Scientists from Tohoku University and the High Energy Accelerator Research Organization have developed a new complex hydride lithium superionic conductor that could result in all-solid-state batteries with the highest energy density to date. An open-access paper on the work is published in Nature Communications.
The researchers say the new material, achieved by designing structures of hydrogen clusters (complex anions), shows markedly high stability against lithium metal, which would make it the ultimate anode material for all-solid-state batteries.
High-energy-density all-solid-state lithium metal battery employing complex hydrides. Credit: Sangryun Kim and Shin-ichi Orimo.
All-solid-state batteries incorporating lithium metal anode have the potential to address the energy density issues of conventional lithium-ion batteries that use flammable organic liquid electrolytes and low-capacity carbonaceous anodes. However, they suffer from high lithium ion transfer resistance, mainly due to the instability of the solid electrolytes against lithium metal, limiting their use in practical cells.
Here, we report a complex hydride lithium superionic conductor, 0.7Li(CB9H10)–0.3Li(CB11H12), with excellent stability against lithium metal and a high conductivity of 6.7 × 10−3 S cm−1 at 25 °C. This complex hydride exhibits stable lithium plating/stripping reaction with negligible interfacial resistance (<1 Ω cm2) at 0.2 mA cm−2, enabling all-solid-state lithium-sulfur batteries with high energy density (>2500 Wh kg−1) at a high current density of 5016 mA g−1.—Kim et al.
All−solid−state batteries are promising candidates for resolving the intrinsic drawbacks of current lithium−ion batteries, such as electrolyte leakage, flammability and limited energy density.
Lithium metal is widely believed to be the ultimate anode material for all−solid−state batteries because it has the highest theoretical capacity (3860 mAh g−1) and the lowest potential (−3.04 V vs. standard hydrogen electrode) among known anode materials.
Lithium-ion-conducting solid electrolytes are a key component of all-solid-state batteries because the ionic conductivity and stability of the solid electrolyte determine battery performance.
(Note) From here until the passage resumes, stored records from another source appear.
Issue #6033, opened 2017-06-12
Clean up OutputGuard


lamblin:
The check for inserting OutputGuard in AddDestroyHandler should not be performed each time we are optimizing a graph, we should guarantee that such a case does not happen in practice, and keep those kinds of check only in DebugMode (as an actual check that fails if there is an issue).

- [ ] Add warning (or even an error) when AddDestroyHandler is inserted and there is no Supervisor.
It indicates that the Supervisor will not be able to check for protected variables, and at that point it is too late to know which variables will be protected.
This case can happen when code calls `some_optimizer.optimize(fgrapfh)`, not going through `theano.function(...)`.
- [ ] Stop trying to insert OutputGuard in AddDestroyHandler
- [ ] Transfer that check over to DebugMode, but make it raise an Exception if the OutputGuard gets inserted successfully.

lamblin:
Done in #6044.

PR #6044, opened 2017-06-15
Remove output guard

ReyhaneAskari:
Regarding https://github.com/Theano/Theano/issues/6033.  I didn't completely understand the 3rd point. I don't need to change the place of the OutputGuard class, right? Just change the mechanism somehow that we would see a failure when outputguard got inserted successfully?

Do we want to benchmark this?

### DIFF
--- a/theano/compile/debugmode.py
+++ b/theano/compile/debugmode.py
@@ -2312,6 +2312,13 @@ class _Maker(FunctionMaker):  # inheritance buys a few helper functions
                               "of", len(li), "events was stable.",
                               file=sys.stderr)
         self.fgraph = fgraph
+        destroy_handler_added = False
+        for feature in fgraph._features:
+            if isinstance(feature, gof.DestroyHandler):
+                destroy_handler_added = True
+                break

The problem has been that most existing solid electrolytes have chemical/electrochemical instability and/or poor physical contact against lithium metal, inevitably causing unwanted side reactions at the interface. These side reactions result in an increase in interfacial resistance, greatly degrading battery performance during repeated cycling.
As revealed by previous studies, which proposed strategies such as alloying the lithium metal and interface modification, this degradation process is very difficult to address because its origin is the high thermodynamic reactivity of the lithium metal anode with the electrolyte.
The main challenges to using the lithium metal anode are high stability and high lithium ion conductivity of the solid electrolyte.
Complex hydrides have received a lot of attention in addressing the problems associated with the lithium metal anode because of their outstanding chemical and electrochemical stability against the lithium metal anode. But because of their low ionic conductivity, using complex hydrides with the lithium metal anode have never been attempted in practical batteries. So we were very motivated to see if developing complex hydride that exhibit lithium superionic conductivity at room temperature can enable the use of lithium metal anode. And it worked.—Sangryun Kim, lead and co-corresponding author
The Tohoku University research team was led by Sangryun Kim from the Institute of Material Research (IMR) and Shin-ichi Orimo from the Advanced Institute for Materials Research (AIMR). Members included Dorai Arunkumar, Naoaki Kuwata and Junichi Kawamura from the university’s Institute of Multidisciplinary Research for Advanced Materials (IMRAM), as well as Toshiya Otomo from the High Energy Accelerator Research Organization.